The market economics part is interesting to me. I touched on it in the Q&A at
the end of the talk. Initially I wanted to have ships trading to make up for
deficiencies in their homeworlds (agriculture, raw materials), which would
also help generate revenue, and lead to conflict. However it's not so simple
(hey! let's build a functioning commodities market and HFT/algo trading
system). The seed of this idea came from Traveller[1]. It's worth checking out
the trade system in the first edition of that game.

The original planet sim was much more complex (along the lines of World3 [2])
and explored finite resources, overpopulation, technology growth and a whole
lot more, but again, for the talk that would have been overkill.

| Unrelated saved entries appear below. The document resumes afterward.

PR #3669, opened 2020-07-13
Fixes #3671 BrowserState-SessionStore sync

### LINKED ISSUE #3671: [FxA] The Log In page is displayed in a loading state when trying to login
**[Affected Versions]:**
- Firefox Reality version 11 RC7 (45f818a).

**[Affected Platforms]:** 
- Pico Neo2 - Android 8.1.0

**[Prerequisites]:**
- No FxA account is logged in.

**[Steps to reproduce]:**
1. Open the Settings menu.
2. Click the "Sign Into Account" card.
3. Observe the behavior.

**[Expected results]:**
- The FxA Log In page is correctly displayed.

**[Actual results]:**
- The FxA Log In page is displayed in a loading state.

**[Notes]:**
- The issue is also reproducible if trying to log in from the "Send Tab" buttons.
- The account remains logged in after updating the app. The issue is only reproducible when trying to log in.
	- Screen Recording: [link](https://drive.google.com/file/d/1u4Pt8C_trXvXb0cmZV96hhvKpgiflvb3/view?usp=sharing).

keianhzo:
Fixes #3671

Make sure to test the following scenarios:
- New Window creation: from either Tray/Context menu
- New Tab creation: from either the Tabs panel/Context menu
- New Background tab creation (Long press link and open tab from the Context menu)
- Session restore: quit and reopen app with active&suspended sessions (Suspended sessions won't be added to the Browser Store until first activated)
- Session suspension/restore: open 3+ windows in regular model, switch to private, open another 3+ windows and go back and forth between regular/private
- Session recreation: Open several active/suspeded sessions, got to Settings->Privacy and clear cache/data

**Logcat** filtering by `SessionStore` will show the `BrowserStore`-`SessionStore` sync state including the alive vs suspended totals. 

**Note**: Suspended session will be alive at the `SessionStore` level but not at the `BrowserStore` level, we remove them from the `BrowserStore` when suspended, we only want alive ones there.

### DIFF
--- a/app/src/common/shared/org/mozilla/vrbrowser/browser/engine/Session.java
+++ b/app/src/common/shared/org/mozilla/vrbrowser/browser/engine/Session.java
@@ -91,7 +91,6 @@ public class Session implements ContentBlocking.Delegate, GeckoSession.Navigatio
     private transient byte[] mPrivatePage;
     private transient boolean mFirstContentfulPaint;
     private transient long mKeepAlive;
-    private transient boolean mSessionAdded;
 
     public interface BitmapChangedListener {
         void onBitmapChanged(Session aSession, Bitmap aBitmap);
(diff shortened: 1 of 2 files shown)


app/src/common/shared/org/mozilla/vrbrowser/browser/engine/Session.java
```diff
@@ -472,9 +472,9 @@ private void restore() {
 
         // We call restore when a session is first activated and when it's recreated.
         // We only need to notify of the session creation if it's not a recreation.
-        if (mSessionRemoved) {
+        if (addSession) {
             mSessionChangeListeners.forEach(listener -> listener.onSessionAdded(this));
-            mSessionRemoved = false;
+            mSessionAdded = true;
         }
```
bluemarvin, line 478: I don't understand why `mSessionAdded` can't be used. It would imply it is out of sync.

app/src/common/shared/org/mozilla/vrbrowser/browser/engine/Session.java
```diff
@@ -541,7 +541,7 @@ void recreateSession() {
 
         mState = mState.recreate();
 
-        restore();
+        restore(false);
```
bluemarvin, line 544: I did not want a boolean instead of the flags. I was trying to not have to add any parameters to restore. Booleans as a function parameter are almost always confusing.

keianhzo: The problem is that `restore` is called from `recreateSession`and `setActive`. `recreateSession` never needs to add the session but when called from `setActive` it depends on if the session has already been added or not so we can't rely on a single boolean to handle all the three cases.

bluemarvin: If the boolean can't represent the current state we need to figure out a different method. I'm still not sure I understand why it would not be correct. Seems like a bug to me.

keianhzo: I have updated and:
- Moved the `onSessionAdd` code to an `createSession` method so we have all the session add/remove/link/unlink code in the Session unless until we do the refactor.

I think it's
worth exploring this angle as it would provide a whole different dynamic, and
would be great to see at huge scale (1000's of systems or larger) and playing
out at a slower pace.

Also from Traveller, the idea that information cannot move faster than the
speed of light, so it has to move at the speed of transport, which creates
great dynamics for trade, and the command & control aspect of warfare.
Centralized governments are not so effective. A treaty could be signed, but
fighting forces will not know until the knowledge reaches them. A war can
start and end before the seat of power even knows it had started.

There are so many things that could go in to it. Basically the presentation is
a simple version of what I'd like it to be, but I stripped it back to the
essentials (spaceships and lasers!) to make the talk interesting.

[1] [http://en.wikipedia.org/wiki/Traveller_%28role-
playing_game%...](http://en.wikipedia.org/wiki/Traveller_%28role-
playing_game%29) [2]
[http://en.wikipedia.org/wiki/World3](http://en.wikipedia.org/wiki/World3)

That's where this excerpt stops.